To recap a few things this tank measures 24"x24"x16 which is equivalent to two 20 gallon verts side by side. I am letting a few pieces of wood dry in the tank so those pics will come later one. Here is what i was able to finish as of today. 


*Fisrt some pics of 3 out of the 4 future inhabitants. *

















*I started off by using two timers purchased from home depot, i am not sure if they sell these any more but i love them and if i can i will not use anything else. One of the timers will be for both lights and one for the mist pump/fan. I have very limited space in my room so i had to hide the cables and all as well as i could, its a mess but atleast you can hardlly see them . The timers i placed on top of the cabinet. *









*Some kwik klips to hold everything a little better. *








*Just too lazy to rotate the picture.... *









*These are the lights i use, they are t5 purchased from hightech garden on ebay, no more cf's for me ( I dont want to deal with the extreme heat and im sure my frogs dont either ) *

















*All my tanks are have automated misting, so much easier then hand spraying everything. *

*Here is the mist pump i use.... its a ProMist PMP 70, a bit on the pricy side but im told it can handle up to 52 tanks. *









OK so to set up the mist system. 

*I use 1 " diamon drill bit and make a hole in 5 gallon bucket. *

























*Attach Bulkhead*









*Inside view of bulkhead*









*This is how the water bucket will be with the PMP 70 behind it. *









*How everything looks, ofcourse all is hidden behind the bottom doors...*









*A few holes to fit the 3/8 ID drain tubbing into the 2nd bucket.*









*Excuse my simple aproach to the construction but i believe my pictures tell most of the story and there is no need to explain more or get into full detail.. If you have any questions about anything please feel free to ask.
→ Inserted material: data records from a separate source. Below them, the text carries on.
PR #5980, opened 2020-09-03
http4k - tidy, adding virtual hosting to apache server implementation

daviddenton:
... as the TFB build is actually inconsistent with the way tests are run in the benchmarking

### DIFF
--- a/frameworks/Kotlin/http4k/apache/src/main/kotlin/Http4kApacheServer.kt
+++ b/frameworks/Kotlin/http4k/apache/src/main/kotlin/Http4kApacheServer.kt
@@ -1,6 +1,41 @@
-
-import org.http4k.server.ApacheServer
+import org.apache.hc.core5.http.impl.bootstrap.ServerBootstrap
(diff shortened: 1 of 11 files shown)


daviddenton:
After a tiny fight with gradle and docker, this is now ready to merge. It should fix the http4k and http4k-apache benchmarks :)

BogdanJava:
Hi @daviddenton after upgrading our http4k version I stumbled upon this issue while trying to deploy our app to k8s - liveness probe was failing with 421 "Not authoritative". Is there a proper way to configure my app to avoid this error or I should simply use **Apache4Server** instead?

daviddenton:
I'm not really an expert on the configuration of the Apache backend tbh.... I tend to use undertow as a first option whenever I can (it's easier to configure). Feel free to switch obvs but Apache 4 isn't being developed any more so if there were cves from it I'm not sure it would get updated by the Apache team.

Sorry for not being more helpful - please let us know if you fix it in v5 🙃

PR #6000, opened 2020-09-15
Update .NET frameworks to .NET 5.0

benaadams:
.NET 5.0 has moved to rc 1 which means it's now officially supported in production


sandeep-eroad:
> .NET 5.0 has moved to rc 2 which means it's now officially supported in production

should it be rc1?

benaadams:
> should it be rc1?

Yes, clearly I'm living in the future ;)

sebastienros:
We checked this morning to see if you had done it already. Now I understand why it was not here yet 😅

benaadams:
Is now :)

nbrady-techempower:
Woo! Congrats!

PR #6009, opened 2020-09-17
Swoole workers

joanhey:
Revert workers in async mode, after the bad results.
Add more workers in no async mode.

Ping: @doubaokun


doubaokun:
@joanhey LGTM. Thanks.

PR #6012, opened 2020-09-18
Use SmallRng in warp-rust

xfix:
I'm not sure whether this is fine. See, tests should be "production-grade" (I probably would never use `SmallRng` in production), but at the same time I feel like using a worse RNG algorithm will make the benchmark more comparable with implementations in other programming languages, and in fact there are already implementations written in Rust that use `SmallRng`.

Currently `SmallRng` uses a [permuted congruential generator](https://en.wikipedia.org/wiki/Permuted_congruential_generator) with 128-bit state (albeit this will change in the near future - `SmallRng` was replaced with xoshiro256** on `rand` crate master).

Figured I would send that anyway and ask you for opinion whether this okay.

### DIFF
--- a/frameworks/Rust/warp-rust/Cargo.toml
+++ b/frameworks/Rust/warp-rust/Cargo.toml
@@ -6,7 +6,7 @@ edition = "2018"
 
 [dependencies]
 futures = "0.3.1"
-rand = "0.7.3"
+rand = { version = "0.7.3", features = ["small_rng"] }
 serde = { version = "1.0.103", features = ["derive"] }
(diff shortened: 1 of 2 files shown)


nbrady-techempower:
This isn't something we have an issue with right now, I think. If you can just fix the conflict, I'll get this in.

xfix:
Hm, weird, I think I accidentally pushed code using `Cell` (was just experimenting, but that was ugly), when I wanted to use `RefCell`.

xfix:
Okay, it's now using `RefCell` as I initially meant to.

Issue #193, opened 2020-08-06
Skaffold integration


marcinc:
The scope of this integration is to auto create a skeleton of a skaffold manifest and automate its configuration, so that the local (skaffold) development flows are enabled for the project at the time Kev project is initiated.

PR #226, opened 2020-08-27
Prepare kev project for Skaffold

marcinc:
Addresses: #193 

Note, this first pass doesn't pre-configure skaffold manifest with `Build` phase artifacts. As an extension to this, we could ask the user to specify locations of Dockerfiles for respective compose project components, with an option to skip some/all if upstream images are used.

Note:

`kev init --skaffold` only generates skaffold.yaml if it doesn't already exist. We don't want to potentially break the existing valid manifest. Kev manifest now contains additional `skaffold` field telling us whether the project uses Skaffold or not. Generated Skaffold manifest contains a profile for each defined environment + some additional convenience profiles. 

`kev render` updates skaffold.yaml profiles with the last rendered manifests paths for each rendered environment. Currently it's the only mutation we perform.


pkg/kev/kev.go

I will post as soon as i get a little more done.. Enjoy*


----------



## kyle1745 (Feb 15, 2004)

MORE PICS! 

Looks like a good start from where Im sitting.


----------



## froglet (May 18, 2005)

*One thing that i always have problems with is placing the wood in the tank. Sometimes u get perfect pieces of wood that just fit right or just give you good ideas and sometime u need to rack your brain a bit more in order to get a descent look. One of the things that i do alot with my tank is drill the wood so i can just place broms in the holes, works very well. Here is a picture of the wood in place, its not 100 % finished but slowly and surely its getting done. *









*I am also trying something different, ive wanted to try this for a while but never got around to it. I am using some normal clay pots cut in half to place on some sides of the tank. The reason i do it is because the substrate of these tanks is always moist/wet and alot of plants die within a few weeks......... i figure by placing some pots in different angles and heights i can add some nice ferns to the tank or what ever......*








































*
Here are some of the plants that will be going into this tank. *

*Two large broms from Joshfrogs ( very happy with them ) *









*Alcasia From home Depot.*









*Some kind of Pepperronia and a fern i found in home depot, god knows what it is .... i know nothing about plants. *









*I also ordered some more knick nacks , they should be here tomorrow... *


----------



## gary1218 (Dec 31, 2005)

NICE job so far. Maybe I should drive out to you to pick up my taras so I can see it all in person  

LOVE the frogs you're putting in it as well. We may have to talk again once the taras get here and get settled in 

What kind of bulbs are using in the t5s?


----------



## froglet (May 18, 2005)

Yes ! I am using t5's . I used to use Cf's but never again. With the t5's i get preaty much the same amount of light without the heat. Honestly the cf's scare me a bit, i dont want anything in my room that gets hot enough to burn my skin. I will add a fan to this tank, try and keep air circulation going which might help with the breeding.........


----------



## gary1218 (Dec 31, 2005)

I see that High Tech Garden has a GOOD, BETTER, BEST T5 fixture. Looks like pretty good pricing on them. I've been tempted to give them a try. Which of their 3 models are you using?


----------



## thekidgecko (Oct 30, 2006)

That fern is actually selaginella. Tank is looking awesome man. Tell me how you like the alocasia.


----------



## froglet (May 18, 2005)

*Ok so here is the tank with wood and foam added, still need a little more work but you start to see a better picture. The one thing i have noticed about the pond foam vs great stuff is that the pond foam does not adhere as much as the great stuff and you need to be carefull making sure there isnta gap between the foam the the back silicone. Also I did the tank on its back and foamed it since when i tried it right side up all the foam came down like an avalanch of snow and i had to redo the whole thing. 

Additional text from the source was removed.